PR #478, opened 2016-05-07
Upgrade to good@7

gr2m:
The upgrade to good 7 needs changes to the way we use `good`, see changelogs: https://github.com/hapijs/good/issues/467

I looked into it but couldn’t figure it out myself, would be nice if someone with more experience good have a glance at it. We only use it in one file: [plugins/logger.js](https://github.com/hoodiehq/hoodie/blob/master/server/plugins/logger.js)


AdriVanHoudt:
for reference: https://github.com/hapijs/good/issues/467

gr2m:
@christophwitzko can you maybe have a look at this? I tried to migrate it but too much stuff changed and we seemed to have used some internal APIs and I have no idea how to migrate it :/

gr2m:
see https://github.com/hapijs/good/issues/500#issuecomment-226604443

gr2m:
closing in favor of https://github.com/hoodiehq/camp/issues/35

------------------------------------------------------------

#### PROBLEM STATEMENT:
Report how many lines of the entries above contain the word "hoodiehq", giving the number by itself.

#### RESULT:
2